No description or website provided.
R

README.md

clustRcompaR

An R package to cluster and compare text data.

Background

Document clustering is a common technique to discover topics in a corpus of texts. This package uses functions from the quanteda R package as the basis for two functions, cluster() and `compare(), to make document clustering and comparing topics identified through document clustering across factors straightforward.

Installation

Because this package is in development and is not yet available on CRAN, to install it, first install the devtools package using install.packages("devtools"), followed by the function devtools::install_github("alishinski/clustRcompaR"). After installing the package, use library(clustRcompaR) to load it in each session.

Workflow

  • First, use cluster() on a data.frame with the first column a vector of strings and any subsequent columns vectors of factors.
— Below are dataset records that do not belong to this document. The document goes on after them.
PR #1046, opened 2025-04-25
[MRG] doc: add cloud install instructions

asoplata:
This adds a section to the beginning of the Install page with information on how to use HNN through both NSG and Google CoLab. This is related to our grant milestones of improving ease of use for NSG.

I have explicitly added the version note about HNN v0.3 on NSG, but I am in contact with NSG about them updating the version. Hopefully we should be able to remove that note soon.

### DIFF
--- a/doc/install.md
+++ b/doc/install.md
@@ -1,4 +1,23 @@
 (install)=
+# Using HNN in the cloud (no installation necessary)
+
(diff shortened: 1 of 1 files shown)


dylansdaniels:
Looks good to me

PR #1048, opened 2025-05-06
[MRG] Replace "HNN-cloud usage" instructions with link

asoplata:
As per discussion with @dylansdaniels  recently, this reverses the addition of content to the Install page that describes how to run HNN in the cloud without a local install.

However, instead of removing it entirely, this still leaves in a link to the Cloud guidance on the current Textbook website. I think this is the best solution for two reasons:

1. Any user who is going to the Code-website's install page may be interested in test-driving HNN in the cloud before they install it, and it is good that they are made aware that *that is possible*. Frequently, for software packages, some users (such as myself) tend to learn about a software package, then immediately look up the Github repo before reviewing the non-code website for a package. In this case, all users reviewing any installation pages (either on our Code website or Textbook website) will be shown that it is possible to run HNN in the cloud before installation.

2. This also obeys the "once and only once" guideline, as local installation instructions should only be on the Code website's install page, while Cloud usage should only be on the Textbook's Install page.

### DIFF
--- a/doc/install.md
+++ b/doc/install.md
@@ -1,28 +1,11 @@
 (install)=
-# Using HNN in the cloud (no installation necessary)
-
-If you want to try out HNN *without installing it locally* on your computer first, there are several methods:
-
-### NSG cloud method
-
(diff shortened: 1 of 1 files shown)


dylansdaniels:
This works for me. I'll merge

PR #1055, opened 2025-06-02
[MRG] doc: trivial update for textbook links

asoplata:


asoplata:
I am going to go ahead and merge this myself since 1. it's a trivial change, 2. it only affects docs of a single page, and 3. without it, all Linkcheck tests will fail.

PR #1057, opened 2025-06-05
Allow user-defined initial weights and average dipoles in obj func

carolinafernandezp:
Allow user-defined initial weights, update objective function to average 3 dipoles rather than simulate a single one, enhance optimization example.

### DIFF
--- a/examples/howto/optimize_evoked.py
+++ b/examples/howto/optimize_evoked.py
@@ -12,16 +12,24 @@ of the model simulation to match an experimental dipole waveform.
 #          Ryan Thorpe <ryan_thorpe@brown.edu>
 #          Mainak Jas <mjas@mgh.harvard.edu>
 
+from hnn_core.optimization import Optimizer
+from urllib.request import urlretrieve
 import os.path as op
 
 import matplotlib.pyplot as plt
+from matplotlib.lines import Line2D
 
 ###############################################################################
-# Let us import hnn_core
+# 1. Import libraries and set up environment
+# ------------------------------------------
+#
+# We'll start by importing the necessary `hnn_core` modules and other libraries
+# required for this tutorial.
 
 import hnn_core
 from hnn_core import (MPIBackend, jones_2009_model, simulate_dipole,
                       read_dipole)
+from hnn_core.viz import plot_dipole
 
 hnn_core_root = op.join(op.dirname(hnn_core.__file__))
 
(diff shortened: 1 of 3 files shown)


examples/howto/optimize_evoked.py
```diff
@@ -12,203 +12,278 @@
...
+                             sigma=1.,
+                             numspikes=1,
+                             location='proximal',
+                             weights_ampa=weights_ampa_p2,
+                             synaptic_delays=synaptic_delays_p,
+                             n_drive_cells=n_drive_cells,
+                             cell_specific=cell_specific)
+
+# Simulate initial dipole
+n_trials = 10
```
asoplata, line 121: Hey Carolina, I definitely like the new trials support! However, if my understanding is correct, this example now requires 10x the amount of time to run that it did before. Prior to this branch, this notebook tended in the past to take about 20 minutes to run, so if this will take 10x as long, that's too long for an example notebook. Would the example still make sense if you decreased the number of trials here, OR used a smaller `max_iter` argument later on in the `Optimizer` call?

hnn_core/optimization/general_optimization.py
```diff
@@ -288,8 +306,8 @@ def _run_opt_bayesian(
     tstop,
     constraints,
     set_params,
-    obj_fun,
     initial_params,
+    obj_fun,
     max_iter,
     obj_fun_kwargs,
```
asoplata, line 312: Can you please add a docstring entry for `obj_fun_kwargs` in both `_run_opt_bayesian` and `_run_opt_cobyla`? You could use the following:

```
    obj_fun_kwargs : dict
        Additional arguments, along with their associated values, to be passed to the
        final optimization function.

```

examples/howto/optimize_evoked.py
```diff
@@ -12,203 +12,278 @@
...
+            show=False, color='tab:green', average=True)
+
+# Legend
+legend_handles = [Line2D([0], [0], color='tab:blue', lw=1.0),
+                  Line2D([0], [0], color='tab:orange', lw=1.0),
+                  Line2D([0], [0], color='tab:green', lw=1.0)]
+ax.legend(legend_handles, ['experimental', 'initial', 'optimized'])
+
+# Convergence plot
+optim.plot_convergence()
```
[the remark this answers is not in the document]
asoplata: You may want to add this line to `optimize_rhythmic.py` as well.

hnn_core/optimization/objective_functions.py
```diff
@@ -126,22 +129,27 @@ def _maximize_psd(
...
 
     # for each f band
     f_bands_psds = list()
+    relative_bandpower = obj_fun_kwargs["relative_bandpower"]
+
+    # Convert tuple to list
+    if isinstance(relative_bandpower, tuple):
+        relative_bandpower = list(relative_bandpower)
+    # If a single number is intended to be applied to all bands
+    if not isinstance(relative_bandpower, (list, np.ndarray)):
```
asoplata, line 145: I would make 2 changes here:

1. Turn `if` into `elif` since tuple is not in this list
2. change the `isinstance` check to compare `relative_bandpower` to all `Iterable` types. You could do this via the following:

Add the following import to the top of the file
```
from collections.abc import Iterable
```

Then, change this line to 
`    if not isinstance(relative_bandpower, Iterable):`

asoplata: It may also work to do the inverse and use something like the following: `if (isinstance(rela..., float)) or (isinstance(rela..., int))`

asoplata: If it's already necessary to convert `relative_bandpower` from a tuple to a list, then why not changed the expected type of it to be a list in the first place? This would simplify its usage and the description. In this case, the docstring could look something like this (assuming I'm understanding everything correctly):

```
    relative_bandpower : list of float | float
        Weight for each frequency band. If a list is provided, the relative weights should correspond to each frequency band in `f_bands`. If a float is provided, each frequency band in `f_bands` has equal weight.
```

examples/howto/optimize_evoked.py
ntolley: Yeah I think `n_trials` could remain at 1 for the notebook, but perhaps @carolinafernandezp you could add a comment that real experimental ERPs are an average over trials and the simulations can be averaged to reflect that

examples/howto/optimize_evoked.py
```diff
@@ -12,203 +12,278 @@
...
 
 
 def set_params(net, params):
 
     # Proximal 1
     net.add_evoked_drive('evprox1',
-                         mu=5.6813,
-                         sigma=20.3969,
+                         mu=26.61,
+                         sigma=2.47,
```
ntolley, line 167: If `cell_specific=False` and `n_drive_cells=1` then I think the variance only comes into play when there are multiple trials I think

If you are using 1 trial based on the earlier feedback perhaps set this to 0.0

examples/howto/optimize_evoked.py
```diff
@@ -12,203 +12,278 @@
...
+# --------------------------------
+#
+# For optimal results, set initial_params to your hand-tuned values since they
+# already provide a good fit.
+#
+# If initial_params is not set, the optimizer will use the midpoint of the
+# constraints as the initial parameters.
 
-from hnn_core.optimization import Optimizer
+initial_params = dict({'evprox2_ampa_L5_pyramidal': 0.1,
```
ntolley, line 227: I'm a little confused how this gets used in the `run_opt()` functions. I see that they are passed as arguments to the objective functions, but I don't see any new changes that really use `initial_params`

Was `initial_params` a variable used internally and now this is just exposing the ability to set the value?

hnn_core/optimization/general_optimization.py
```diff
@@ -101,6 +108,11 @@ def __init__(
         else:
             self.obj_fun = obj_fun  # user-defined function
             self.obj_fun_name = None
+        # Initial weights for the objective function
+        if initial_params is not None:
+            self.initial_params = initial_params
```
ntolley, line 113: Are there any type checks on the format of initial params that get triggered later on?

One good unit test would be to check if there's a mismatch between the keys of `initial_params` and `constraints`

examples/howto/optimize_evoked.py
```diff
@@ -12,203 +12,278 @@
...
-                    'evprox2_ampa_L5_basket': (0.01, 1.),
-                    'evprox2_ampa_L5_pyramidal': (0.01, 1.),
-                    'evprox2_nmda_L2_basket': (0.01, 1.),
-                    'evprox2_nmda_L2_pyramidal': (0.01, 1.),
-                    'evprox2_nmda_L5_basket': (0.01, 1.),
-                    'evprox2_nmda_L5_pyramidal': (0.01, 1.),
-                    'evprox2_mu': (100., 120.),
-                    'evprox2_sigma': (2., 30.)})
+lower_bound = 0.1 * 10**-1
+upper_bound = 0.1 * 10
```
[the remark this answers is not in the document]
ntolley:
```suggestion
lower_bound = -2
upper_bound = 0
```
Alternatively it may be better that we recommend people use a log-scale for synaptic weights. I have found this reparameterization to work much better for optimizers since the relationship between synaptic conductance and membrane potential is non-linear

I'll comment above how to update the parameters appropriately for a log-scale prior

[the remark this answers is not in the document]
carolinafernandezp: The only reason I kept it that way was to make the point that it's better / more meaningful to think about setting constraints using a scaling factor approach instead of hard-coding arbitrary boundaries like 0.01 and 1.0 (given that the weights aren't direct biological values). What I could do is add a comment describing that reasoning and go with your 0.01 - 1.0 suggestion.

carolinafernandezp:
Thank you @asoplata and @ntolley for all the feedback! I incorporated your comments. 

Please see the example runs below for comparison (`n_procs` was set to 10). 

<table style="width:100%;">
  <caption><h4>n_trials=10, max_iter=200, ~59 minutes</h4></caption>
  <thead>
    <tr>
      <td style="width:50%; text-align:center;">
        optimization_dipoles
      </td>
      <td style="width:50%; text-align:center;">
        convergence_plot
      </td>
    </tr>
  </thead>
</table>

<table style="width:100%;">
  <caption><h4>n_trials=3, max_iter=50, ~5 minutes</h4></caption>
  <tbody>
    <tr>
      <td style="width:50%; text-align:center;">
        optimization_dipoles_50
      </td>
      <td style="width:50%; text-align:center;">
        convergence_plot_50
      </td>
    </tr>
  </tbody>
</table>

hnn_core/optimization/general_optimization.py
```diff
@@ -101,6 +108,21 @@ def __init__(
         else:
             self.obj_fun = obj_fun  # user-defined function
             self.obj_fun_name = None
+        # Initial weights for the objective function
+        if initial_params is not None:
+            # Check if initial_params is a dict
+            if not isinstance(initial_params, dict):
```
ntolley, line 114: My only other comment would be to add a unit test for this and then it's good to go!

ntolley:
```suggestion
            from .externals.mne import _validate_type  # this import would be moved to top
                    _validate_type(initial_params, types=(dict,), item_name="initial_params")
```
Also instead of using `isinstance()` you can use the `check_type()` function, this is so that there is consistency in the error messages

ntolley (commented):
This looks great @carolinafernandezp!

There's some edge cases that I think need unit tests, otherwise the code is good to go, here's the suggestions:

1) `initial_params` is a not a `dict` (I made a suggestion on a function to test this
2) `initial_params` keys do not match keys in `constraints`
3) `initial_params` values contain a  non `float` or `int`
4) `initial_params` values are outside the range of `constraints`

carolinafernandezp:
Thank you @ntolley, tests have been added!

asoplata:
Yes, please add mention of your work to the `Public API Changes` and `Changelog` entries in the latest change notes, using the file at `doc/whats_new.md`. Note that the file now uses Markdown formatting by default, but with support for ReST now. You can see more guidance for authoring here https://jonescompneurolab.github.io/hnn-core/dev/contributing.html#updating-the-developer-portal

asoplata:
@ntolley I think you should be the one to "Squash and merge" this PR when it's ready for merge

carolinafernandezp:
@asoplata some tests in `test_parallel_backends.py` are failing when `run_hnn_core_fixture` instantiates `MPIBackend()`  with `n_procs=3` (['mpiexec', '--use-hwthread-cpus', '-np', '3', 'nrniv', '-python', ...]). It looks like the number of available physical cores for ubuntu-latest (for public repos) is 4 so I'm not sure why this is failing but I also don't know much about how this works.

ntolley:
Thanks for implementing these changes @carolinafernandezp! All is looking clean, going to run the notebook locally for one last check.

@asoplata should I wait on anything for your hotfix before merging this?

ntolley:
Unfortunately we may need to rebase this PR to get those other tests to pass

@carolinafernandezp there was NEURON update that breaks a lot of our code, @asoplata added a hotfix to cap the NEURON version, but since this PR was opening before that hotfix the unit test runners are installing the new version of NEURON and failing

katduecker:
Hi all,

I just rebased my 1-yo local repo to master and encountered an issue with the optimisation, which I believe is based on a change made in this PR. Before, the user did not have to define n_trials, but now, an error is raised when the user doesn't.
Just at first glance I am confused where in my optimisation I would define n_trials, and I would also think it may be useful to set a default here to 1 so that this doesn't happen to other veteran users?

It's a great option but we might run into backwards compatibility issues if there is no default.

@carolinafernandezp @asoplata @ntolley 

Thanks!

PR #903, opened 2026-04-18
drawnslider: Fix background image height calculation

### LINKED ISSUE #891: Seekbar causes video to stutter slightly
After getting a 4k monitor I noticed that whenever the OSD (specifically the seek bar) is present at the bottom of the screen and I'm in fullscreen, the video playback will stutter a little bit, not be as smooth as before. It's most noticeable in usually smooth video (e.g. 30+ fps) but it doesn't seem to be based around the source video, it happens to anything. I never noticed this with my older 1080p monitor so uncertain if the problem is at my end or if it was always a problem but only just starts to manifest at 4k. It's very subtle however so it might not be noticeable to many people, but it's there for me at least.

Running MPC-QT dev build (9/4/26 at 9:22 am), Flatpak version on Kubuntu 25.10 (Wayland). Using NVIDIA card with HW acceleration.

EDIT: Clarifying that the OSD that shows text, timer and whatnot is fine. No dropped frames according to libmpv OSD. When I say OSD, I specifically mean the **seekbar**. Probably should have said that in the title, whoops!

tbertels:
The background image was allocated using width() for both dimensions, resulting in a square buffer (width × width) instead of (width × height).

Estimated impact on RAM usage in maximized or fullscreen mode:

With a 1920×1080 layout and a 1905x35 slider:
- Before: 14.8 MB (1905×1905×4)
- After: 0.3 MB (1905×35×4)

With a 4K screen:
- Before: 55.6 MB (3818×3818×4)
- After: 0.7 MB (3818×49×4)

Measured impact at 1920×1080:
- ~50% reduction in seekbar CPU usage when comparing with vs without seekbar

Fixes: 0fff34c37d1b18d571fab3be713b4870814e7c8e ("slider: use bitmaps to display sliders")

This may also help with #891 ("Seekbar causes video to stutter slightly").

### DIFF
--- a/src/widgets/drawnslider.cpp
+++ b/src/widgets/drawnslider.cpp
@@ -341,7 +341,7 @@ void MediaSlider::makeBackground()
     Logger::log(logModule, "MediaSlider::makeBackground");
     qreal pr = devicePixelRatioF();
     int pw = width() * pr;
-    int ph = width() * pr;
+    int ph = height() * pr;
     backgroundPic = QImage(pw, ph, QImage::Format_RGBA8888);
     backgroundPic.fill(Qt::transparent);
     QPainter p(&backgroundPic);


tbertels:
@cmdrkotori I'd be curious to know which numbers you're seeing with your 4K screen at 175% scaling.

cmdrkotori:
With this patch:
Running a 1080p video at 100% gives me a background dimension of 1898x48.
Running a 1080p video in a maximized window gives a background dimension of 3818x49. (I don't know where the extra pixel comes from.)
In any case this a clear improvement over the square allocation.

tbertels:
I meant about the RAM usage as the number looks quite extreme.

cmdrkotori:
With nothing open, default window size, before patch: 362Mb
With nothing open, default window size, after patch: 347MB

tbertels:
These numbers are both much closer and much bigger than I would expect.
Here it shows 141MB vs 114MB maximized with nothing opened.

Is it with the window maximized? And are they the default "Memory" value shown by plasma-systemmonitor?

cmdrkotori:
Right, I was at default window size and using htop, which I seem to have misread.  I learned something today. With a maximized mpc-qt window, plasma-systemsettings shows 239.2Mb (pre-patch) and 171Mb (post-patch).  That is somewhat more believable.

tbertels:
Thanks, I've adjusted the numbers, because they were incorrectly combining the scaling and the original resolution.
The ~55 MB number is more in line with what you're getting.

    • Optional arguments to the cluster() function include parameters for the minimum frequency with which a term must occur to be included in the analysis, the minimum number of terms in each document after processing, and additional stopwords. The output from the cluster() function can then be inspected to determine the interpretability of clusters and the suitability of the clustering solution.
  • Next, use compare() with the output from the cluster() function along with a string for the factor to compare the frequency of clusters to.

    • This output can be examined and used on its own, or be passed to two functions, compare_plot(), which plots the table using ggplot2, or compare_test(), which performs a chi-square test of proportions on the table and indicates across which levels of the factor clusters appear more or less likely than expected.